The uPMR 790 system combines magnetic resonance diagnostic devices (MRDD) and Positron Emission Tomography (PET) scanners that provide registration of high resolution physiologic and anatomic information, acquired simultaneously and iso-centrically. The combined system maintains independent functionality of the MR and PET devices, allowing for single modality MR and/or PET imaging. The MR is intended to produce sagittal, transverse, coronal, and oblique cross sectional images, and spectroscopic images, and that display internal anatomical structure and/ or function of the head, body and extremities. Contrast agents may be used depending on the region of interest of the scan. The PET provides distribution information of PET radiopharmaceuticals within the human body to assist healthcare providers in assessing the metabolic and physiological functions. The combined system utilizes the MR for radiation-free attenuation correction maps for PET studies. The system provides inherent anatomical reference for the fused PET and MR images due to precisely aligned MR and PET image coordinate systems.

Device Description

The uPMR 790 system is a combined Magnetic Resonance Diagnostic Device (MRDD) and Positron Emission Tomography (PET) scanner. It consists of components such as PET detector, 3.0T superconducting magnet. RF power amplifier, RF coils, gradient power amplifier, gradient coils, patient table, spectrometer, computer, equipment cabinets, power distribution system, internal communication system, vital signal module, and software etc. The uPMR 790 system provides simultaneous acquisition of high resolution metabolic and anatomic information from PET and MR. PET detectors are integrated into the MR bore for simultaneous, precisely aligned whole body MR and PET acquisition. The PET subsystem supports Time of Flight (ToF). The system software is used for patient management, data management, scan control, image reconstruction, and image archive. The uPMR 790 system is designed to conform to NEMA and DICOM standards.

More Information

Contact

Type

Center

Panel

Date Received

Product Code

Subsequent Product Codes

Applicant Name (Manufacturer)

Device Name

Decision

Street 1

Street 2

City

State

Country Code

ZIP

Postal Code

Class Advise Committee

SSP Indicator

Third Party Reviewed

Expedited Review

Predicate Devices

K183014

Reference Devices

Not Found

AI/ML (Artificial Intelligence / Machine Learning)

No
The document does not mention AI, ML, deep learning, or any related terms in the device description, intended use, or performance studies. The focus is on the hardware and software for image acquisition, reconstruction, and management.

Therapeutic

No.
The device is described as a diagnostic imaging system (combining MRDD and PET scanners) intended to acquire and display anatomical and functional information for assessment, not to treat or cure a condition.

Diagnostic

Yes

The "Intended Use / Indications for Use" section explicitly states that the device combines "magnetic resonance diagnostic devices (MRDD) and Positron Emission Tomography (PET) scanners." Furthermore, it describes the MR's intention to "produce...images...that display internal anatomical structure and/ or function" and the PET's function to provide "distribution information...to assist healthcare providers in assessing the metabolic and physiological functions." These descriptions clearly indicate its role in diagnosis.

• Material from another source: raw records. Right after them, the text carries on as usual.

PR #216, opened 2019-10-09
EID-1699 update VSP release notes for entityId and unsigned assertions work

instantiator:
A small addition to `RELEASE_NOTES.md`


src/test/resources/verify-service-provider-with-msa-and-eidas.yml
```diff
@@ -57,7 +57,6 @@ msaMetadata:
 
 europeanIdentity:
   enabled: ${EUROPEAN_IDENTITY_ENABLED}
-  hubConnectorEntityId: ${HUB_CONNECTOR_ENTITY_ID}
```
CharlesIC: This file is used to test the config logic so actually let's not touch it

SaMD (Software as a Medical Device)

The device description explicitly lists numerous hardware components, including a PET detector, superconducting magnet, RF coils, gradient coils, patient table, spectrometer, and equipment cabinets. While software is mentioned as a component, the device is clearly a complex hardware system with integrated software.

IVD (In Vitro Diagnostic)

Based on the provided information, this device is not an IVD (In Vitro Diagnostic).

Here's why:

IVD Definition: In vitro diagnostics are tests performed on samples taken from the human body, such as blood, urine, or tissue, to detect diseases, conditions, or infections.
Device Function: The uPMR 790 system is an imaging device that uses Magnetic Resonance and PET technology to visualize internal anatomical structure and function, as well as the distribution of radiopharmaceuticals within the body. It acquires images directly from the patient, not from samples taken from the patient.
Intended Use: The intended use describes the device as providing "registration of high resolution physiologic and anatomic information" and "distribution information of PET radiopharmaceuticals within the human body." This is consistent with imaging, not in vitro testing.

Therefore, the uPMR 790 system falls under the category of medical imaging devices, not in vitro diagnostics.

PCCP (Predetermined Change Control Plan) Authorized

N/A

Overview

Intended Use / Indications for Use

Product codes (comma separated list FDA assigned to the subject device)

OUO

Device Description

Mentions image processing

Yes

Mentions AI, DNN, or ML

Not Found

Input Imaging Modality

Magnetic Resonance Diagnostic Device (MRDD) and Positron Emission Tomography (PET)

Anatomical Site

head, body and extremities

Indicated Patient Age Range

Not Found

Intended User / Care Setting

Prescription Use (Part 21 CFR 801 Subpart D)

Description of the training set, sample size, data source, and annotation protocol

Not Found

Description of the test set, sample size, data source, and annotation protocol

Not Found

Summary of Performance Studies (study type, sample size, AUC, MRMC, standalone performance, key results)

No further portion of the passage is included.